In brief, the process looks like:
Find the detailed workflow below:
1. Receive Submission
- Submissions are received via the submission form.
- Once the form is submitted, the following happen automatically:
- Authors receive an acknowledgment email indicating that a confirmation will follow within two business days.
- The team receives a Slack notification indicating a new package has been received.
- The Reproducibility File Generator Shiny app (internal) is updated - this app shows a list of all packages received.
- Project coordinator responsibilities:
- Log each new submission in the GitHub project board. Open an issue with the format ID: TYPE_LOCATION_YEAR_NUMBER (example: RR_NGA_2024_213) - either create the issue manually or use the Shiny app to publish it to GitHub.
- Type options are the following:
- PP: Published paper.
- RR: Policy Research Working Paper.
- FR: Flagships and reports (includes databases).
- Assign a reviewer and download the submitted files.
- Store files in the designated internal SharePoint folder, structured as follows.
v1is always created upfront; additional version folders are added if new versions are received.

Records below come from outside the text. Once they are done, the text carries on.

PR #8695, opened 2026-01-13
Replace pickle with JSON in Auto3DSeg algo serialization

### LINKED ISSUE #8586: Update Auto3DSeg
Auto3DSeg uses pickle for communicating between processes. This is safe security-wise but it might be better to not use pickle for this purpose and to investigate an alternative.

aymuos15:
## Summary
- Replace `algo_to_pickle()` with `algo_to_json()` using compact JSON + MONAI's existing `_target_` ConfigParser pattern for truly pickle-free algo metadata serialization
- Add `_make_json_serializable()` helper to handle numpy arrays, tensors, Path objects
- Backward compatible: `algo_from_json()` can still load legacy `.pkl` files (with deprecation warning)
- Keep `algo_to_pickle()` / `algo_from_pickle()` as deprecated aliases

**Note:** Model weights still use `torch.save` separately—this PR focuses on the algo object serialization.

## Test plan
- [x] Linting passes (`./runtests.sh --codeformat`, `./runtests.sh --ruff`)
- [x] Unit tests for `_make_json_serializable()` and `_add_path_with_parent()` helpers
- [ ] Integration test with `tests/apps/test_auto3dseg_bundlegen.py` (requires optional deps)

Fixes #8586


monai/auto3dseg/utils.py
```diff
@@ -274,48 +278,94 @@ def verify_report_format(report: dict, report_format: dict) -> bool:
...
+        "mlflow_tracking_uri",
+        "mlflow_experiment_name",
+        "output_path",
+        "name",
+        "best_metric",
+        "fill_records",
+        "device_setting",
+    ]:
+        if hasattr(algo, attr):
+            state[attr] = _make_json_serializable(getattr(algo, attr))
```
ericspod:
```suggestion
    attrs = [
        "template_path",
        "data_stats_files",
        "data_list_file",
        "mlflow_tracking_uri",
        "mlflow_experiment_name",
        "output_path",
        "name",
        "best_metric",
        "fill_records",
        "device_setting"
    ]
    state = {a : _make_json_serializable(getattr(algo, a)) for a in attrs if hasattr(algo, a)}
```

Moreso than this it might make sense to add a `state_dict` method to `Algo` which would return a dictionary of values for its state. These values could then be run through `_make_json_serializable`, you wouldn't have to hard code the `attrs` list of attributes in this function, and allows `Algo` to be extended and modified in the future.

monai/auto3dseg/utils.py
```diff
@@ -330,51 +380,145 @@ def algo_from_pickle(pkl_filename: str, template_path: PathLike | None = None, *
...
+            FutureWarning,
+            stacklevel=2,
+        )
+        return _load_legacy_pickle(filename, template_path)
+
+    with open(filename) as f:
+        data = json.load(f)
+
+    if not isinstance(data, dict):
+        raise ValueError(f"the data object is {data.__class__}. Dict is expected.")
```
ericspod:
```suggestion
        raise ValueError(f"The data object type is {type(data)}, type dict is expected.")
```

monai/auto3dseg/utils.py
```diff
@@ -274,48 +278,94 @@ def verify_report_format(report: dict, report_format: dict) -> bool:
...
+        "fill_records",
+        "device_setting",
+    ]:
+        if hasattr(algo, attr):
+            state[attr] = _make_json_serializable(getattr(algo, attr))
+
+    # Build target string for dynamic class instantiation
+    cls = algo.__class__
+    target = f"{cls.__module__}.{cls.__name__}"
+
```
ericspod, line 330:
```suggestion

algo_meta_data= {str(k): _make_json_serializable(v) for k,v in algo_meta_data.items()}
```
I think this addresses the coderabbit comment.

monai/auto3dseg/utils.py
```diff
@@ -274,48 +278,94 @@ def verify_report_format(report: dict, report_format: dict) -> bool:
...
-def algo_from_pickle(pkl_filename: str, template_path: PathLike | None = None, **kwargs: Any) -> Any:
+    if value is None:
+        return None
+    if isinstance(value, (str, int, float, bool)):
+        return value
+    if isinstance(value, (list, tuple)):
+        return [_make_json_serializable(v) for v in value]
+    if isinstance(value, dict):
+        return {k: _make_json_serializable(v) for k, v in value.items()}
+    if hasattr(value, "__fspath__"):  # Path-like objects
```
ericspod: I'm not sure it's necessary to check this as `str(value)` should yield the path string for such objects. Alternative is to check that `value` is an instance of `os.PathLike`.

monai/auto3dseg/utils.py
```diff
@@ -330,51 +380,145 @@ def algo_from_pickle(pkl_filename: str, template_path: PathLike | None = None, *
...
     template_paths_candidates: list[str] = []
-
-    if os.path.isdir(str(template_path)):
-        template_paths_candidates.append(os.path.abspath(str(template_path)))
-        template_paths_candidates.append(os.path.abspath(os.path.join(str(template_path), "..")))
-
-    if os.path.isdir(str(algo_template_path)):
-        template_paths_candidates.append(os.path.abspath(algo_template_path))
-        template_paths_candidates.append(os.path.abspath(os.path.join(algo_template_path, "..")))
+    _add_path_with_parent(template_paths_candidates, str(template_path) if template_path else None)
```
ericspod:
```suggestion
    _add_path_with_parent(template_paths_candidates, template_path)
```
This seems adequate since the value of `template_path` is checked in the called function.

monai/auto3dseg/utils.py
```diff
@@ -330,51 +380,145 @@ def algo_from_pickle(pkl_filename: str, template_path: PathLike | None = None, *
...
+    algo = None
+    used_template_path: str | None = None
+    for path in paths_to_try:
+        path_added = False
+        try:
+            if path and path not in sys.path:
+                sys.path.insert(0, path)
+                path_added = True
+
+            algo_config: dict[str, Any] = {"_target_": target}
```
ericspod, line 474: Using this config will create a new object only if `target` refers to a class with a default constructor needing no arguments. I suppose it works for `Algo` for now but might not always.

ericspod (changes requested):
Hi @aymuos15 thanks for the work on this, I think it's going in the right direction. I would like others who have worked on Auto3DSeg to have a look as well, and I have a number of comments below. We're working on a CI issue still but will come back to this one soon.

monai/auto3dseg/utils.py
aymuos15: Ah okay. I just removed the check, I think that is cleaner then?

monai/auto3dseg/utils.py
aymuos15:
```python
  class Algo:                                                                                         
      def state_dict(self) -> dict:                                                                   
          """Return state for serialization."""                                                       
          return {}                                                                                   
                                                                                                      
      def load_state_dict(self, state: dict) -> None:                                                 
          """Restore state from dict."""                                                              
          pass                                                                                        
                                                                                                      
  # Then BundleAlgo overrides:                                                                          
  class BundleAlgo(Algo):                                                                             
      def state_dict(self) -> dict:                                                                   
          return {                                                                                    
              "template_path": self.template_path,                                                    
              "output_path": self.output_path,                                                        
              "name": self.name,                                                                      
              # ... etc                                                                               
          }                                                                                           
                                                                                                      
      def load_state_dict(self, state: dict) -> None:                                                 
          for key, value in state.items():                                                            
              if hasattr(self, key):                                                                  
                  setattr(self, key, value)                                                           
```

Would this be a better approach then?

monai/auto3dseg/utils.py
ericspod: Yes I'd just remove it here.

monai/auto3dseg/utils.py
ericspod: I think so. It's more in line with how PyTorch would do things. So long as any subclass of `Algo` has a default constructor you can create new instances the way you're doing now then restore the state with `load_state_dict`.

monai/auto3dseg/utils.py
```diff
@@ -330,51 +379,145 @@ def algo_from_pickle(pkl_filename: str, template_path: PathLike | None = None, *
...
+            setattr(algo, attr, value)
+
+    algo.template_path = used_template_path
+
+    if file_dir != os.path.abspath(algo.get_output_path()):
+        logging.debug(f"{algo.get_output_path()} is changed. Now override the Algo output_path with: {file_dir}.")
+        algo.output_path = file_dir
+
+    return algo, dict(data)
+
```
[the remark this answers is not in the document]
aymuos15: @ericspod Is e2e testing like this recommend/needed?

ericspod:
Hi @daguangxu this is one proposed solution for removing pickle from Auto3DSeg.

aymuos15:
@ericspod 

I've changed it so people can choose to keep using pickle through the env var `MONAI_ALLOW_PICKLE=1`, but it's also behind a deprecation (`FutureWarning`). Should we remove the deprecation and keep pickle as a permanent opt-in instead?

Ive also addressed all the previous comments.

monai/auto3dseg/utils.py
```diff
@@ -274,48 +278,79 @@ def verify_report_format(report: dict, report_format: dict) -> bool:
...
 
-def algo_from_pickle(pkl_filename: str, template_path: PathLike | None = None, **kwargs: Any) -> Any:
-    """
-    Import the Algo object from a pickle file.
+    algo_meta_data = {str(k): _make_json_serializable(v) for k, v in algo_meta_data.items()}
+    data: dict[str, Any] = {
+        "_target_": target,
+        "_state_": state,
+        "template_path": str(template_path) if template_path else None,
+        **algo_meta_data,
```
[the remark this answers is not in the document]
aymuos15: It should break?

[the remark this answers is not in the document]
aymuos15: Thinks its okay as is

monai/auto3dseg/utils.py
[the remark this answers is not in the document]
ericspod: I think if tests cover the usage of these functions already they don't need separate testing as they aren't used in any other context.

monai/auto3dseg/utils.py
```diff
@@ -274,48 +293,80 @@ def verify_report_format(report: dict, report_format: dict) -> bool:
...
+    Handles numpy arrays, Path objects, torch tensors, and other common types.
+    """
+    if value is None:
+        return None
+    if isinstance(value, (str, int, float, bool)):
+        return value
+    if isinstance(value, (list, tuple)):
+        return [_make_json_serializable(v) for v in value]
+    if isinstance(value, dict):
+        return {k: _make_json_serializable(v) for k, v in value.items()}
```
ericspod:
```suggestion
        return {str(k): _make_json_serializable(v) for k, v in value.items()}
```
This might be needed given what Coderabbit says below.

monai/auto3dseg/utils.py
```diff
@@ -274,48 +293,80 @@ def verify_report_format(report: dict, report_format: dict) -> bool:
...
     """
-    data = {"algo_bytes": pickle.dumps(algo), "template_path": str(template_path)}
-    pkl_filename = os.path.join(algo.get_output_path(), "algo_object.pkl")
-    for k, v in algo_meta_data.items():
-        data.update({k: v})
-    data_bytes = pickle.dumps(data)
-    with open(pkl_filename, "wb") as f_pi:
-        f_pi.write(data_bytes)
-    return pkl_filename
+    state = {k: _make_json_serializable(v) for k, v in algo.state_dict().items()}
```
ericspod:
```suggestion
    state = {str(k): _make_json_serializable(v) for k, v in algo.state_dict().items()}
```

ericspod (changes requested):
I had some minor changes again.

monai/auto3dseg/utils.py
```diff
@@ -368,13 +407,109 @@ def algo_from_pickle(pkl_filename: str, template_path: PathLike | None = None, *
...
+            used_template_path = path
+
+            if path and path in sys.path:
+                sys.path.remove(path)
+            break
+        except (ModuleNotFoundError, ImportError) as e:
+            if path and path in sys.path:
+                sys.path.remove(path)
+            logging.debug(f"Failed to instantiate {target} with path {path}: {e}")
+            continue
```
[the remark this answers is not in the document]
ericspod: @aymuos15 this was in the previous implementation so we'll leave it here as well, one solution in the future is to check that the function is called by the main thread only to prevent multithreading issues. I don't see how that would occur in this instance, so nothing need's doing here.

ericspod (approved):
Looks good to me, this addresses the security concern but we've left in the ability to use pickle for those that need it. We'll leave the deprecation warnings too as they are appropriate.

RR_NGA_2024_213/ <- named after the package ID
├── files_submitted/ <- files submitted by the authors
│ ├── v1/
│ └── v2/ <- added if a new version is received
├── results/ <- verification report and outputs
│ ├── v1/
│ └── v2/
└── package RRR/ <- final package as published on RRR
├── v1/
└── v2/
- Special Case: If a package is submitted via email instead of the form, respond with a request to complete the submission form, and share the reproducibility guidance resources in your reply.
General notes:
- Record Time Spent: Record the total time spent on the review from receipt to publication. You can use Toggl for accurate tracking.
- Document Author Communications: Author communications should be documented in the GitHub issue, either by copying the full email or summarizing key discussion points and dates. If coordinator review is needed, reviewers can tag the coordinator in the issue.
2. Download and Set Up the Package
- Open GitHub Desktop, go to Add -> Create New Repository, and select the location where you will store the package.
- Add a
.gitignorefile. A.gitignoretells Git which files to exclude from tracking. We use Git here for two purposes: to track any changes we make to the code in order to run the package, and to track changes in outputs across runs. We track code files and output files like.csv,.tex,.txt,.png, and.jpg. We do not track binary files like.dtaand.xlsxas Git cannot show meaningful differences in these formats. The raw data folder should also be excluded regardless of file type to save space. Use the following as a starting point, but adapt it as needed — particularly the raw data folder name:
## This .gitignore is for reproducibility packages to track changes in outputs only
## Binary output files - Git cannot show meaningful diffs for these
*.pdf
*.xlsx
*.xls
*.dta
*.zip
*.docx
*.doc
*.stswp
*.rar
*.7z
## R and system files
.Rhistory
.DS_Store
## Ignore the raw data folder
## Note: adapt the folder name to match the package structure - common names include
## raw_data, data, Data, raw, Raw Data, etc.
/raw_data
- Download the package from the designated SharePoint folder into the repository location.
- Commit the initial package submitted by the authors.
Important: This is a local repository only. Do not publish it to GitHub.com at any point.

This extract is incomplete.